— PROBLEM TO WORK ON —
Extract each record and reproduce it exactly.

Content starts

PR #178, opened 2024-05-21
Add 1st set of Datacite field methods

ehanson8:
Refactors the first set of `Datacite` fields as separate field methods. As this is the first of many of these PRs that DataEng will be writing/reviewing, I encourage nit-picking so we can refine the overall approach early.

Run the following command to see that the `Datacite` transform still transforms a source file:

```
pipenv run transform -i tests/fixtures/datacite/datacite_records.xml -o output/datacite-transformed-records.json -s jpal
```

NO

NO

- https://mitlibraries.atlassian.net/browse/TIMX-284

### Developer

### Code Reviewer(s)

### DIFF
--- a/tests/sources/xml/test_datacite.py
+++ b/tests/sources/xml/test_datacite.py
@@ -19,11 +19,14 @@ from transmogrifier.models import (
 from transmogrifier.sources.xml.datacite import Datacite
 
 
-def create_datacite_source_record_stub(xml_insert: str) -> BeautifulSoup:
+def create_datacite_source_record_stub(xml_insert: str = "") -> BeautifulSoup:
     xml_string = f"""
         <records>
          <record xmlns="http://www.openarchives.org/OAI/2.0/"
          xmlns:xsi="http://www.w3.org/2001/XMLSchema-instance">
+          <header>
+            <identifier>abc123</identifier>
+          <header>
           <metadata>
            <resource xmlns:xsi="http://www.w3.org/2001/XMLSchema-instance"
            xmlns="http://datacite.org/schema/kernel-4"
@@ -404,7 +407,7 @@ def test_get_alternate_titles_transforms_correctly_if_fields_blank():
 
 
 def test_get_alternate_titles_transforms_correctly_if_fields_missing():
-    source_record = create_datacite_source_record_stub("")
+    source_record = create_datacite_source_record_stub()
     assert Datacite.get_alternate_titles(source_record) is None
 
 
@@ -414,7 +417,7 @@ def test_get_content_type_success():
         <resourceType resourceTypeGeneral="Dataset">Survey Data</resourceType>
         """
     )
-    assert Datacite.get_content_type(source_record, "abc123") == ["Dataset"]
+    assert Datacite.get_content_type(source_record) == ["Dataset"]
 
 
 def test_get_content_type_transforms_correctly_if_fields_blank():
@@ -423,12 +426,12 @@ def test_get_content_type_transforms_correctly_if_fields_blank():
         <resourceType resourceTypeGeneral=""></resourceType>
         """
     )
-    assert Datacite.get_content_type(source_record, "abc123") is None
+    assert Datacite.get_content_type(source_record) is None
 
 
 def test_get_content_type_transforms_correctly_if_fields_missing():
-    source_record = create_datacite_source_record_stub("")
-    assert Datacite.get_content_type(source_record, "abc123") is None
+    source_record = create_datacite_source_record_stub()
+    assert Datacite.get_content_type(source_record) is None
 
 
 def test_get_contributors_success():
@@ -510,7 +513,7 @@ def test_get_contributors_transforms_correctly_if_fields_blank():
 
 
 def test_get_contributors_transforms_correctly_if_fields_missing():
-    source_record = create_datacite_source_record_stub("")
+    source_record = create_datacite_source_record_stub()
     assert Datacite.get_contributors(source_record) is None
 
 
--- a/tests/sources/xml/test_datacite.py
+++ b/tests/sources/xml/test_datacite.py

Content ends

— ANSWER TO THIS EXERCISE —
PR #178, opened 2024-05-21
Add 1st set of Datacite field methods

ehanson8:
Refactors the first set of `Datacite` fields as separate field methods. As this is the first of many of these PRs that DataEng will be writing/reviewing, I encourage nit-picking so we can refine the overall approach early.

Run the following command to see that the `Datacite` transform still transforms a source file:

```
pipenv run transform -i tests/fixtures/datacite/datacite_records.xml -o output/datacite-transformed-records.json -s jpal
```

NO

NO

- https://mitlibraries.atlassian.net/browse/TIMX-284

### Developer

### Code Reviewer(s)

### DIFF
--- a/tests/sources/xml/test_datacite.py
+++ b/tests/sources/xml/test_datacite.py
@@ -19,11 +19,14 @@ from transmogrifier.models import (
 from transmogrifier.sources.xml.datacite import Datacite
 
 
-def create_datacite_source_record_stub(xml_insert: str) -> BeautifulSoup:
+def create_datacite_source_record_stub(xml_insert: str = "") -> BeautifulSoup:
     xml_string = f"""
         <records>
          <record xmlns="http://www.openarchives.org/OAI/2.0/"
          xmlns:xsi="http://www.w3.org/2001/XMLSchema-instance">
+          <header>
+            <identifier>abc123</identifier>
+          <header>
           <metadata>
            <resource xmlns:xsi="http://www.w3.org/2001/XMLSchema-instance"
            xmlns="http://datacite.org/schema/kernel-4"
@@ -404,7 +407,7 @@ def test_get_alternate_titles_transforms_correctly_if_fields_blank():
 
 
 def test_get_alternate_titles_transforms_correctly_if_fields_missing():
-    source_record = create_datacite_source_record_stub("")
+    source_record = create_datacite_source_record_stub()
     assert Datacite.get_alternate_titles(source_record) is None
 
 
@@ -414,7 +417,7 @@ def test_get_content_type_success():
         <resourceType resourceTypeGeneral="Dataset">Survey Data</resourceType>
         """
     )
-    assert Datacite.get_content_type(source_record, "abc123") == ["Dataset"]
+    assert Datacite.get_content_type(source_record) == ["Dataset"]
 
 
 def test_get_content_type_transforms_correctly_if_fields_blank():
@@ -423,12 +426,12 @@ def test_get_content_type_transforms_correctly_if_fields_blank():
         <resourceType resourceTypeGeneral=""></resourceType>
         """
     )
-    assert Datacite.get_content_type(source_record, "abc123") is None
+    assert Datacite.get_content_type(source_record) is None
 
 
 def test_get_content_type_transforms_correctly_if_fields_missing():
-    source_record = create_datacite_source_record_stub("")
-    assert Datacite.get_content_type(source_record, "abc123") is None
+    source_record = create_datacite_source_record_stub()
+    assert Datacite.get_content_type(source_record) is None
 
 
 def test_get_contributors_success():
@@ -510,7 +513,7 @@ def test_get_contributors_transforms_correctly_if_fields_blank():
 
 
 def test_get_contributors_transforms_correctly_if_fields_missing():
-    source_record = create_datacite_source_record_stub("")
+    source_record = create_datacite_source_record_stub()
     assert Datacite.get_contributors(source_record) is None
 
 
--- a/tests/sources/xml/test_datacite.py
+++ b/tests/sources/xml/test_datacite.py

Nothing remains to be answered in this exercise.